S.O.S.—SAVE OUR SOFTBALL
Given that we based our whole Olympic preview issue on the premise that The Games are all about the women, we decided to stop by a press conference with people determined to preserve softball as an Olympic sport. In 2005, the IOC unceremoniously dumped softball for the 2012 Summer Games in London. This despite the fact that the sport has grown from 86 countries to 130 since its inclusion in the 1996 Games, despite its popularity in the
big TV markets of the U.S. and China, despite the fact that (shameless plug alert) ESPN shows it all spring, and despite the fact that Cat Osterman has a really cool Under Armour commercial, not to mention a wicked peel-off dropball.

But the IOC was mad at baseball for its doping problems, among other things, and didn't like the fact that the U.S. softball team never loses, and so decided to dump both baseball and softball together. Led by Olympic legend and Women's Sports Foundation founder Donna de Varona, the women are fighting back, and will be working the back rooms of the IOC to make sure softball is back in the rotation in 2016. She's using the IOC's stated goals to make her case. "The IOC says that it wants clean sports and women's sports," de Varona said. She didn't need to add that softball fits both bills.

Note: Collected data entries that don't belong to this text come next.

PR #3590, opened 2022-09-02
fix(base): defer connection to presence client

RitaDias:
### Description

Hi all 👋 
Bjorge was kind enough to help me with a bug  regarding presence when people are in different datasets and go through the parts of the code that would be affected.

#### The bug
A project has two datasets: staging and production
User A is in a document in the production dataset and user B is in a document in the staging dataset.

User A goes to the presence menu, finds user B and attempts to travel to the document where they are only to be met with an error

image

#### The solution

To fix the actual navigation would be a large piece of work since the navigation/resolution of the document don't consider the dataset that the user is in. 
So, the solution for now is to hide users that are not in the same dataset and this way they won't appear on the list or be allowed to be navigated to if you are not on the same dataset as them. 

example:
public dataset on test project
image

private dataset on test project
image

### What to review

- Double check that you can still navigate to documents from the presence menu as usual
- Double check that if a user is in a different dataset that they won't appear on the list 

### Notes for release

Presence list will now only show users that are in the same dataset as the logged in user

### DIFF
--- a/packages/@sanity/base/src/client/bifur.ts
+++ b/packages/@sanity/base/src/client/bifur.ts
@@ -1,10 +1,13 @@
 import {fromUrl} from '@sanity/bifur-client'
+import {memoize} from 'lodash'
 import {authToken$} from '../datastores/authState'
 import {getVersionedClient} from './versionedClient'
 
-const bifurVersionedClient = getVersionedClient('2022-06-30')
-const dataset = bifurVersionedClient.config().dataset
+export const getBifur = memoize(() => {
+  const bifurVersionedClient = getVersionedClient('2022-06-30')
+  const dataset = bifurVersionedClient.config().dataset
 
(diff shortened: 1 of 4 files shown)


rexxars:
I'm missing _how_ this fixes the issue - is it because the bifur client is configured before the correct dataset is configured based on the URL routing?

rexxars (approved):
Approving based on the assumption that a late-configured client is the cause of this issue, and that deferring instantiation leads to the correct configuration being used.

RitaDias:
> I'm missing _how_ this fixes the issue - is it because the bifur client is configured before the correct dataset is configured based on the URL routing?

I should have made it clearer in the actual body, but yes your assumption on the approval message is right! Instantiating it later gives us enough time for the experimental spaces logic that sets the right dataset to run. Sorry for the confusion!

PR #4015, opened 2022-12-22
Fix fallback render issue with custom PT-styles

skogsmaskin:
### Description

We recently introduced a regression where a custom style in the PT-input  would error if no render component was defined for that custom style. 

Before (v3.0.6) we rendered the Normal style in that case, and we should continue to do that in order to no break this behaviour unnecessary.

Also there was a goof which removed the optionality of the `.component?` schema prop for that style (also relevant for decorators and list items).

Regression commits:
https://github.com/sanity-io/sanity/commit/0902fa59ab0b2648ad1e80a01ba86cfc7e000820
https://github.com/sanity-io/sanity/commit/f1152f740a3427cb4eaeb731402d031dd0377437

### Notes for release

Fixed a regression where a custom style in the portable text input would not fallback to be rendered as the normal style without defining a rendering-component for that style.


bjoerge (approved):
LGTM!

PR #4017, opened 2022-12-22
fix(base): wait for all chunked requests to arrive before continuing

bjoerge:
### Description

Our previous approach of chunking document availability requests did not wait for all the chunks to finish before returning the results. The `debounceCollect` utility expects an observable that returns all results in one go, but because we returned a stream that would emit the chunks one-by-one as they arrived, we would only handle the first emission, which would not include the whole result set, breaking assumptions further down the line.

This patch fixes the issue by reducing over each emission, successively add them to an array. (the `reduce` operator will wait for the stream to finish before emitting a single reduced value).

### What to review
- Check that code looks ok
- Make sure existence validation works as before
- Make sure chunked existence requests are handled properly (this is rather tricky to verify without setting up lots of test data, but I've verified this for the repro case I was looking at, fwiw)

### Notes for release

- Fixes an issue that could give false validation errors for complex documents


rexxars (approved):
Nice find, lgtm

PR #4020, opened 2022-12-23
fix: allow use of `Rule.valueOfField` inside fields using `defineField`

fritz-c:
### Description

Currently, the following schema definition is allowed by TypeScript:
```ts
const product = defineType({
  name: "product",
  type: "document",
  fields: [
    {
      name: "compareAtPrice",
      type: "number",
      validation: (Rule) => Rule.greaterThan(Rule.valueOfField("price")),
    },
    // ...
  ],
})
```

But the following, with only the addition of the `defineField` call, is not allowed*:
```ts
const product = defineType({
  name: "product",
  type: "document",
  fields: [
    defineField({
      name: "compareAtPrice",
      type: "number",
      validation: (Rule) => Rule.greaterThan(Rule.valueOfField("price")),
    }),
    // ...
  ],
})
```
<details><summary><i>* There are cases where that same call is allowed, such as under a `defineConfig` or `definePlugin` call</i></summary>

  ```ts
  const config = defineConfig({
    // ...
    schema: {
      types: [
        {
          type: "document",
          name: "mydoc",
          fields: [
            defineField({
              type: "string",
              name: "mystring",
              validation: (Rule) =>
                Rule.max(Rule.valueOfField("some-other-field")),
            }),
          ],
        },
      ],
    },
  });
  ```

</details>

This PR updates the types used in validation rules such that TypeScript no longer considers use of `Rule.valueOfField()` results as invalid arguments to functions that accept field references. I also updated the signature for `Rule.length` and `Rule.precision` calls to reflect the fact that those can accept field references as well.

### What to review

I added TypeScript test cases to go with each change. You can undo a couple of the type changes locally and see that a type error occurs in the corresponding test case.

### Notes for release

- Fixes type issue where calling `Rule.valueOfField` inside validation defined in `defineField` resulted in type errors.
- The typing for validation rules `Rule.length` and `Rule.precision` now allows referencing values from other fields with `Rule.valueOfField`

### DIFF
--- a/packages/@sanity/types/src/schema/definition/type/array.ts
+++ b/packages/@sanity/types/src/schema/definition/type/array.ts
@@ -1,3 +1,4 @@
+import {FieldReference} from '../../../validation'
 import {RuleDef, ValidationBuilder} from '../../ruleBuilder'
 import {InitialValueProperty, SchemaValidationValue} from '../../types'
 import {IntrinsicDefinitions, TypeAliasDefinition, IntrinsicTypeName} from '../schemaDefinition'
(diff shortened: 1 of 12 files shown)


snorrees (approved):
Tests and all :D Looks good!, thanks!

PR #4038, opened 2023-01-04
fix: field groups between docs with different field names

legowhales:
### Description

Changing the way the active group name is retrieved. As the issue came from this line:

```javascript
const isSelected = group.name === (props.fieldGroupState?.value || defaultGroupName)
```
In some situation, props.fieldGroupState?.value is not undefined but should be (as is it not included in schemaTypeGroupConfig).

See https://github.com/sanity-io/sanity/discussions/3794

### What to review

Field groups are still working as expected.

### Notes for release

Fixing field groups selection between docs with different field names.


bjoerge:
Looking at the code change here it looks like it fixes the symptom rather than the cause. We just merged #4050, which should address the root cause of this. It will be included in the next release. Thank you for your detailed description of the issue and the effort to fix it!

PR #4039, opened 2023-01-04
fix(desk): set the form to read-only when reconnecting

hermanwikner:
### Description

This PR makes the form read-only when reconnecting to avoid unexpected behavior. Since the Studio is not fully functional when offline yet, this ensures that the connection is ready before allowing changes to be made.

This PR also adds missing dependencies in the `useFormState` and `useConnectionState` hooks.

### What to review

- Review the code
- Make sure that it works as expected

### Notes for release

n/a

### DIFF
--- a/packages/sanity/src/desk/panes/document/DocumentPaneProvider.tsx
+++ b/packages/sanity/src/desk/panes/document/DocumentPaneProvider.tsx
@@ -317,14 +317,28 @@ export const DocumentPaneProvider = memo((props: DocumentPaneProviderProps) => {
   const isNonExistent = !value?._id
 
   const readOnly = useMemo(() => {
+    const hasNoPermission = !isPermissionsLoading && !permissions?.granted
+    const updateActionDisabled = !isActionEnabled(schemaType!, 'update')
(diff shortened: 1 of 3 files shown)


packages/sanity/src/desk/panes/document/DocumentPaneProvider.tsx
```diff
@@ -317,14 +317,28 @@ export const DocumentPaneProvider = memo((props: DocumentPaneProviderProps) => {
   const isNonExistent = !value?._id
 
   const readOnly = useMemo(() => {
+    const hasNoPermission = !isPermissionsLoading && !permissions?.granted
+    const updateActionDisabled = !isActionEnabled(schemaType!, 'update')
+    const createActionDisabled = isNonExistent && !isActionEnabled(schemaType!, 'create')
+    const reconnecting = connectionState === 'reconnecting'
+
```
RitaDias, line 324: very good clearing up of the code to make it more readable 👍

bjoerge: Second this ^

bjoerge (approved):
Great work!

PR #4040, opened 2023-01-04
fix(cli): reintroduce deprecated graphql deployment flags

rexxars:
### Description

This PR reintroduces the `--playground`, `--generation` and `--non-null-document-fields` flags for the `sanity graphql deploy` command. While they ideally should still be configured in `sanity.cli.ts`, it seemed somewhat arbitrary which flags we allowed and did not allow.

With a hopefully clear message during deployment, we will allow using these flags, but indicate that they apply to _all_ defined GraphQL APIs.

While researching this, I also discovered that we were requiring a `projectId` and `dataset` to be defined in the CLI configuration, which is unnecessary as we are extracting this from the studio source configuration anyway. I have thus removed this requirement, which also means you can run `sanity graphql deploy` without a CLI configuration file present - same as in v2.

### What to review

- `sanity graphql deploy` still works (`npx sanity graphql deploy` in `examples/blog-studio` for instance)
- Flags can be used
- Code makes sense

### Notes for release

- Reintroduced the `--playground`, `--generation` and `--non-null-document-fields` flags for `sanity graphql deploy`
- Fixed an issue where a CLI configuration file was _required_ in order to deploy a GraphQL API

### DIFF
--- a/packages/@sanity/cli/test/graphql.test.ts
+++ b/packages/@sanity/cli/test/graphql.test.ts
@@ -25,7 +25,7 @@ describeCliTest('CLI: `sanity graphql`', () => {
       expect(result.stdout).toContain('https://')
       expect(result.code).toBe(0)
 
-      const [graphqlUrl] = result.stdout.match(/(https:\/\/.*(\s|$))/) || []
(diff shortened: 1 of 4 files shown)


bjoerge (approved):
LGTM!

PR #4042, opened 2023-01-05
fix(core): add default media to new document dialog previews

hermanwikner:
### Description

This PR adds a default icon to the items in the new document dialog. This is a regression in v3.

### What to review

n/a

### Notes for release

n/a


bjoerge (approved):
👍🏼

PR #4046, opened 2023-01-05
feat(server): support studio env vars through `process.env`

rexxars:
### Description

Supersedes #3620 - the previous approach warned when using `process.env`, this one actually defines the environment variables as `process.env.SANITY_STUDIO_X`.

Rationale:
- There is no standard for environment variables across environments.
  - Node.js uses `process.env`.
  - Vite uses `import.meta.env`.
  - Deno uses `Deno.env`.
  - Cloudflare workers uses global variables.
- Sanitys tooling runs on Node.js. It is difficult/annoying to write things like configuration files, where they need to work on both the server/cli and on the client side.
- By defining these as `process.env.SANITY_STUDIO_X`, they are both accessible as `import.meta.env.SANITY_STUDIO_X` _and_ under `process.env`. This means that you can use the `process.env` approach in configuration files and (if you want/need to) use `import.meta.env` in code.

We should still encourage people to use environment variables only on the very "edge" of an application, eg in configuration, instead of deeply inside project code. This makes it easier to switch between environments where `process.env` might not be available.

[sc-19342]

### What to review

- See that a defined environment variable is accessible through `process.env`
  - Define a studio env var (`export SANITY_STUDIO_SOMETHING=yep`)
  - Use the env var in studio code - eg in a studio config or similar (`process.env.SANITY_STUDIO_SOMETHING`)
  - Use the env var in studio code from `import.meta.env`
- Ensure only `SANITY_STUDIO_` prefixed variables are accessible

### Notes for release

- Allow accessing studio-prefixed environment variables through `process.env`

### DIFF
--- a/packages/sanity/src/_internal/cli/server/getStudioEnvVars.ts
+++ b/packages/sanity/src/_internal/cli/server/getStudioEnvVars.ts
@@ -1,0 +1,20 @@
+/* eslint-disable no-process-env */
+
+/**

Rubilena Rojas, a player on the Venezuela squad, admitted the Yanks dominate, and right on cue Team USA had two more routs yesterday. So what? The sport is making big gains in Latin America. "They've begun to implement softball into the high schools, like in the States," Rojas said. "That's giving more chances to girls like me, who have baseball backgrounds." Those chances pay off, Rojas said. She and all her Venezuelan teammates all earned scholarships to U.S. universities to play the sport. "That's 15 people the sport has helped to get an education and become stronger women."